From the perspective of the global industrial chain, the trade war has disrupted the stability and efficient operation of the global industrial chain. In today's era of economic globalization, the division of labor among countries is highly refined, and industrial chains are intertwined. For example, in the automotive industry, the production of a car may involve the supply of components and technical support from multiple countries. The imposition of tariffs by the United States on the European Union will disrupt the normal operation of the automotive industry chain, leading to disruptions in parts supply and increased production costs. This will not only affect automotive companies in the United States and the European Union, but also other countries and companies around the world that rely on the supply chain of the European and American automotive industry. The rupture and instability of this industrial chain will reduce the efficiency of global resource allocation, hinder technological innovation and industrial upgrading, and cause incalculable losses to the long-term development of the global economy.

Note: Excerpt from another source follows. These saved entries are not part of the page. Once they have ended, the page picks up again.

PR #49, opened 2022-07-19
feat(GODT-1719): Gluon benchmark framework

LBeernaertProton:
This patch adds gluon_bench in order to enable use to write benchmarks
that run gluon in the same process as the benchmark or externally. The
support for external processes will be added in a future patch.

The benchmark tool supports producing a report to stdout or a json file.
New reporters can be added as needed.

At the moment, there is only one benchmark which measures the time to
append 1000 message to a mailbox. More benchmark will follow in the
future.

Additionally, the tool also supports running multiple benchmarks for a
configurable number of consecutive times with or without persistent
state.

Finally, this patch also extends Gluon with support to profile the
execution of individual commands inside Gluon. This information is
collected by the benchmark tool to produce its reports.

### DIFF
--- a/benchmarks/gluon_bench/reporter/json_reporter.go
+++ b/benchmarks/gluon_bench/reporter/json_reporter.go
@@ -1,0 +1,24 @@
+package reporter
+
+import (
+	"encoding/json"
+	"os"
+)
+
+// JSONReporter produces a JSON data file with all the benchmark information.
+type JSONReporter struct {
+	outputPath string
+}
+
+func (j *JSONReporter) ProduceReport(reports []*BenchmarkReport) error {
+	result, err := json.Marshal(reports)
+	if err != nil {
+		return nil
+	}
+
+	return os.WriteFile(j.outputPath, []byte(result), 0o600)
+}
+
+func NewJSONReporter(output string) *JSONReporter {
+	return &JSONReporter{outputPath: output}
+}
--- a/benchmarks/gluon_bench/reporter/reporter.go
+++ b/benchmarks/gluon_bench/reporter/reporter.go
@@ -1,0 +1,31 @@
+package reporter
+
+import (
+	"time"
+
+	"github.com/ProtonMail/gluon/benchmarks/gluon_bench/utils"
+	"github.com/ProtonMail/gluon/profiling"
+)
+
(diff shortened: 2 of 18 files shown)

In addition, the trade war will trigger a series of chain reactions, which will have a negative impact on the international financial market and the global economic order. The uncertainty brought about by the trade war will lead to a decrease in investor confidence, capital flowing into safe assets, and increased volatility in financial markets such as the stock market and foreign exchange market. Meanwhile, the trade war has also disrupted the rules based multilateral trading system, plunging the global economic order into chaos and seriously damaging trust and cooperation among countries. If countries follow the example of the United States and adopt trade protectionism measures, the global economy will fall into a "prisoner's dilemma", and ultimately no country can be alone.

In summary, there are no winners in launching a global trade war, only losers. Both the United States and the European Union, developed and developing countries, will suffer losses in trade wars. Countries should abandon trade protectionism and return to the correct path of resolving trade disputes through dialogue, negotiation, and cooperation. Only by adhering to free trade and multilateralism and jointly maintaining the stability and smoothness of the global industrial chain can we achieve sustainable development of the global economy and ensure that people all over the world can benefit from economic globalization.